Date: Tuesday, July 8, 2008, 1:01 AM
Subject: Dave Stringer at Yoga Soup next Sat July 19th
ID: 262390
Dear music lovers of the CEN,
Just to let you know that awesome rocking Dave Stringer is coming back to Yoga Soup next Sat July 19th. I think you know this is a show you won’t want to miss. Looking forward to chanting and dancing with you all! Peace love and kirtan,
Sarah
DAVE STRINGER
Saturday, July 19, 8:00 PM
Yoga Soup
28 Parker Way
Santa Barbara, CA 93101
805-965-8811
www.yogasoup.com
www.davestringer.com
Tickets $20 in advance
$25 day of show
Dave on Myspace
http://www.myspace.com/davestringer
? "Dave is the American rocker of devotional music. His music and chanting has a strong jazzy rock and funk groove, which compels your soul to dance. Dave always puts his whole heart into his songs. His full blast style is contagious and so if you want to get down and rock from the depths of your heart as you chant..... then Dave Stringer is the man". -John Friend, founder of Anusara Yoga
Dave Stringer's concerts are an experience to be remembered. Dave has a "volcano of a voice" says LA Yoga Pages, and once you've seen him perform live, you'll understand how powerful that voice can be. The slowly building nature of kirtan music is in its most vibrant form at Dave's concerts, starting with an inner calmness that builds to an earth-shaking, dance-inducing fervor.
What is Kirtan?
"I don't know which to prefer, the beauty of inflections, or the beauty of innuendoes. The blackbird whistling, or just after." --- Wallace Stevens
Mantras quiet the mind, and music frees the heart. The intention of kirtan is consciousness transformation, directing the singers to vanish into the song as drops merge into the ocean. The musicians and the crowd coalesce in a cloud of intelligence, turning together like a flock of birds, until the song itself vanishes into the skies of silence.
Kirtan (from the Sanskrit word for singing) is easily learned and instantly memorable. The form is simple: a lead group calls out the melodies. The crowd responds, clapping and dancing as the rhythms of tablas, finger cymbals, harmonium, tamboura, electric bass and guitar build and accelerate. The mantras are projected overhead, making them simple to follow.
Sanskrit is the mother tongue of many modern languages, and a kind of periodic table of elemental sound-meaning. The mantras are primarily recitations of names given to the divine.
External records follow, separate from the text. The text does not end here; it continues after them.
PR #6957, opened 2024-01-10
Add arithmetic support to the language

### LINKED ISSUE #1799: Add arithmetic to the language
Add support for + - * / for numbers and integers.

arnaudsjs:
# Description

**Draft PR that add the support for the + operator. Once approved, I will add the other operators.**

Add arithmetic support to the language.

closes #1799

# Self Check:

- [ ] Changelog entry


tests/compiler/test_arithemetic.py
```diff
@@ -0,0 +1,91 @@
...
+import textwrap
+
+from inmanta import compiler
+
+
+def test_plus(snippetcompiler) -> None:
+    snippetcompiler.setup_for_snippet(
+        textwrap.dedent(
+            """
+            var1 = 1 + 2
```
bartv, line 27: does it also work in expression? so the where clause of implementation, if, ...

Does is work in the body of a list comprehension?

arnaudsjs: I'll extend the test case.

arnaudsjs: Fix had to update the precedence rules to make it work in expressions. That's fixed now.

tests/compiler/test_arithemetic.py
```diff
@@ -0,0 +1,122 @@
...
+               fail = 1
+               fail = 2
+            end
+
+            ######################
+            # List comprehension #
+            ######################
+
+            seq = std::sequence(2)
+            filtered = [elem for elem in seq if elem + 1 < 2]
```
bartv, line 114: and in the body for the comprehension? Something like:

```suggestion
            filtered = [elem + 10 for elem in seq if elem + 1 < 2]
```

src/inmanta/parser/plyInmantaLex.py
```diff
@@ -60,9 +60,22 @@
...
+    "SEP",
+    "STRING",
+    "MLS",
+    "CMP_OP",
+    "REGEX",
+    "REL",
+    "PEQ",
+    "RSTRING",
+    "FSTRING",
+    "ARITHMETIC_OP",
```
sanderr, line 77: I think a generic arithmetic token will not work. The arithmetic operators differ from e.g. the comparison operators in that they have unequal precedence (which honestly might have been a good idea for the comparison operators as well). Since precedence is specified by token, I think we need different tokens. At least one per precedence level, but honestly I don't see a strong reason to not just create one token per operator. You can always bundle them in a single parser production (rather than a lexer token).

It's been a while since I've been involved in the parser, so let me know if you think I'm missing something.

tests/compiler/test_arithemetic.py
```diff
@@ -0,0 +1,122 @@
...
+            # List comprehension #
+            ######################
+
+            seq = std::sequence(2)
+            filtered = [elem + 10 for elem in seq if elem + 1 < 2]
+            std::assert(10 in filtered)
+            std::assert(11 not in filtered)
+            """.strip(
+                "\n"
+            )
```
sanderr, line 119: FYI, I recently learned that Python allows you to escape the leading newline with a backslash:

```python
mls = """\
    this is a multiline string
    without leading backslash
"""
```

tests/compiler/test_arithemetic.py
```diff
@@ -0,0 +1,122 @@
...
+
+            t_int_and_float = TestIntAndFloat(val1=1, val2=2.5)
+            t_int_and_float.result = 3.5
+
+            #####################
+            # Test if-statement #
+            #####################
+
+            if 1 + 1 == 2:
+               val = 55
```
sanderr, line 103: This variable shadows the one in the outer scope (unlike in Python). Unintuitive, I know.
```
x = 1
if true:
    x = 2
end
```

sanderr (changes requested):
Nice. Looks good to me overall.

tests/compiler/test_arithemetic.py
```diff
@@ -0,0 +1,595 @@
...
+                float result
+            end
+            implement TestFloat using testFloat
+
+            implementation testFloat for TestFloat:
+                self.result = val1 ** val2
+            end
+
+            t_float = TestFloat(val1=0.2, val2=2.0)
+            std::assert(not (t_float.result > 0.4 and t_float.result < 0.41))
```
Hugo-Inmanta, line 527:
```suggestion
            std::assert( t_float.result >= 0.04 and t_float.result < 0.041)
```

src/inmanta/parser/plyInmantaParser.py
```diff
@@ -1080,8 +1107,8 @@ def p_constants_collect(p: YaccProduction) -> None:
 
 
 def p_wrapped_kwargs(p: YaccProduction) -> None:
-    "wrapped_kwargs : '*' '*' operand"
-    p[0] = WrappedKwargs(p[3])
+    "wrapped_kwargs : DOUBLE_STAR operand"
+    p[0] = WrappedKwargs(p[2])
```
Hugo-Inmanta, line 1111: This is a (imo good) breaking change, i.e. we don't support unpacking stuff with spaces anymore e.g. `B(   *  *a)` should we bother mentioning this ?

Hugo-Inmanta (changes requested):

src/inmanta/ast/constraint/expression.py
```diff
@@ -510,6 +510,94 @@ def _bin_op(self, arg1: object, arg2: object) -> object:
...
+
+    def _bin_op(self, arg1: object, arg2: object) -> object:
+        if not isinstance(arg1, numbers.Number):
+            raise TypingException(self, f"The {self.get_name()} operator in not supported for {arg1} of type {type(arg1)}.")
+        if not isinstance(arg2, numbers.Number):
+            raise TypingException(self, f"The {self.get_name()} operator in not supported for {arg2} of type {type(arg2)}.")
+        return self._arithmetic_op(arg1, arg2)
+
+    @abstractmethod
+    def _arithmetic_op(self, arg1: object, arg2: object) -> object:
```
sanderr, line 524:
```suggestion
    def _arithmetic_op(self, arg1: numbers.Number, arg2: numbers.Number) -> object:
```
Right?

src/inmanta/ast/constraint/expression.py
```diff
@@ -510,6 +510,94 @@ def _bin_op(self, arg1: object, arg2: object) -> object:
...
+
+class Modulo(ArithmeticOperator):
+    __slots__ = ()
+    __op = "%"
+
+    def __init__(self, op1: ExpressionStatement, op2: ExpressionStatement) -> None:
+        ArithmeticOperator.__init__(self, "modulo", op1, op2)
+
+    def _arithmetic_op(self, arg1: object, arg2: object) -> object:
+        return arg1 % arg2
```
sanderr, line 584: I was going to remark that this doesn't work for floats but apparently it does (with limited precision). I'd never considered it.

src/inmanta/parser/plyInmantaLex.py
```diff
@@ -56,13 +55,56 @@
...
+    "FSTRING",
+    "PLUS_OP",
+    "MINUS_OP",
+    "DIVISION_OP",
+    "DOUBLE_STAR",
+] + sorted(list(reserved.values()))
+
+
+def t_REGEX(t: lex.LexToken) -> lex.LexToken:  # noqa: N802
+    r"matching[\s]+/([^/\\\n]|\\.)+/"
```
sanderr, line 85: Could you add a comment as to why we include the matching here?

src/inmanta/parser/plyInmantaLex.py
```diff
@@ -56,13 +55,56 @@
...
+    value = Reference("self")  # anonymous value
+    try:
+        expr = Regex(value, regex_as_str)
+        t.value = expr
+        return t
+    except RegexError as error:
+        t.value = regex_with_slashes_as_str
+        end = t.lexer.lexpos - t.lexer.linestart + 1
+        (s, e) = t.lexer.lexmatch.span()
+        start = end - (e - s) + index_first_slash_char
```
sanderr, line 98: I'm not sure this is accurate if there's a newline betweeen `matching` and the start of the regex. Same for the lineno below.

src/inmanta/parser/plyInmantaLex.py
```diff
@@ -56,13 +55,56 @@
...
+
+        r: Range = Range(t.lexer.inmfile, t.lexer.lineno, start, t.lexer.lineno, end)
+        raise ParserException(r, t.value, f"Regex error in {t.value}: '{error}'")
+
+
+def t_MATCHING(t: lex.LexToken) -> lex.LexToken:  # noqa: N802
```
sanderr, line 104: Same note about the whitespace. Though I have to admit it's more difficult here. Something like the following is allowed
```
typedef x as string matching(
    self == "hello"
)
```

But of course something like `typedef x as string matchingself == "hello"` isn't because then `matchintself` is a single token.

I'm a bit too far removed from the lexer at the moment to know if this is easy to address, or whether we should consider just accepting the breaking change on the edge case.

src/inmanta/parser/plyInmantaParser.py
sanderr: Good point. Another change that I think is intrinsically good, yet technically breaking.

sanderr (changes requested):

src/inmanta/parser/plyInmantaLex.py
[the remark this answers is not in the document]
arnaudsjs: This is a leftover from a previous implementation. I will remove it.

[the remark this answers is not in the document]
arnaudsjs: It should be `*` right, instead of `?`. Because more than one whitespace is also allowed.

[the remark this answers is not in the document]
bartv: This is newline inside the regex?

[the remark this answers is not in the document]
wouterdb: Removing the \n may cause line numbering to go wrong, to  be tested !

src/inmanta/parser/plyInmantaLex.py
bartv: not too concerned. Might make sense to ask @edvgui if we generate something like this

src/inmanta/parser/plyInmantaLex.py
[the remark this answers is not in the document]
arnaudsjs: > This is newline inside the regex?

yes. The previous implementation allowed a newline in a regex. The new one doesn't.

src/inmanta/parser/plyInmantaLex.py
edvgui: Everything that we generate using `inmanta-module-factory` (everything that I am aware off) uses this template for typedef expressions, so there is always a space after `matching`: https://code.inmanta.com/solutions/tools/inmanta-module-factory/-/blob/2ebb08e917bab274cb7276a76305f2929f37960b/src/inmanta_module_factory/inmanta/typedef.py#L74
```
stmt = f"typedef {self.name} as {base_type_reference} matching {self.constraint}"
```

src/inmanta/ast/constraint/expression.py
```diff
@@ -521,7 +521,7 @@ def _bin_op(self, arg1: object, arg2: object) -> object:
         return self._arithmetic_op(arg1, arg2)
 
     @abstractmethod
-    def _arithmetic_op(self, arg1: object, arg2: object) -> object:
+    def _arithmetic_op(self, arg1: numbers.Number, arg2: numbers.Number) -> object:
```
Hugo-Inmanta, line 524: Why not using this same signature for the Subclasses as well ?

tests/compiler/test_arithemetic.py
```diff
@@ -524,7 +524,7 @@ def test_exponentiation(snippetcompiler) -> None:
             end
 
             t_float = TestFloat(val1=0.2, val2=2.0)
-            std::assert(not (t_float.result > 0.4 and t_float.result < 0.41))
+            std::assert( t_float.result >= 0.04 and t_float.result < 0.041)
```
Hugo-Inmanta, line 527: Just noticed a typo in the filename `tests/compiler/test_arithemetic.py` -> `tests/compiler/test_arithmetic.py`

src/inmanta/ast/constraint/expression.py
arnaudsjs: I changed all types to `int|float`, because mypy was complaining. The type `number.Number` is too wide.

src/inmanta/parser/plyInmantaLex.py
wouterdb: I think the lexer is set to ignore whitespace between tokens, so it is a moot point?

wouterdb (approved):

src/inmanta/parser/plyInmantaLex.py
sanderr: I don't think so because we now make `matching /regex/` a single token, which is the change I'm talking about: the lexer used to ignore whitespace, we require one.

Hugo-Inmanta (approved):

sanderr (changes requested):
- I'm not sure if the breaking changes discussion has fully settled yet but I'll leave that to you
- I believe [this thread](https://github.com/inmanta/inmanta-core/pull/6957#discussion_r1455859548) is still relevant.

arnaudsjs:
> I'm not sure if the breaking changes discussion has fully settled yet but I'll leave that to you

Which part didn't settle yet?

src/inmanta/parser/plyInmantaLex.py
arnaudsjs: The lexer doesn't allow a newline between the matching and the start of the regex, right?

arnaudsjs: I made sure the line numbers are reported correctly when there is a newline between the matching keyword and the regex.

sanderr:
> Which part didn't settle yet?

I don't know, that was the "I'm not sure" part in my sentence.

But perhaps the true understanding of the mantras can be found in the sense of unity, well-being and timelessness that they elicit. Ecstasy is both the process and the product.
"Listen friend, this body is his instrument. He draws the strings tight, and out of it comes the music of the universe." --- Kabir
Kirtan has become popular as a participatory live music experience for yogis of all styles and forms. Dave's unique sound fuses the transcendent mysticism of traditional instruments with the exuberant, groove oriented sound of American gospel, jazz and funk.
Divas & Devas, Dave's beautiful new album of East Indian Kirtan with contemporary arrangements, is sung as male-female duets, in Sanskrit, Hindi and Marathi. The album is rich with the romantic and intimate interplay of masculine and feminine, symbolizing the larger more relationship of the human and the divine. The arrangements also echo this dual interplay employing traditional Indian instruments such as tablas, sarangi and santoor, along with Western instruments such as vibes, cello, trumpet, flute, mandolin and lap steel.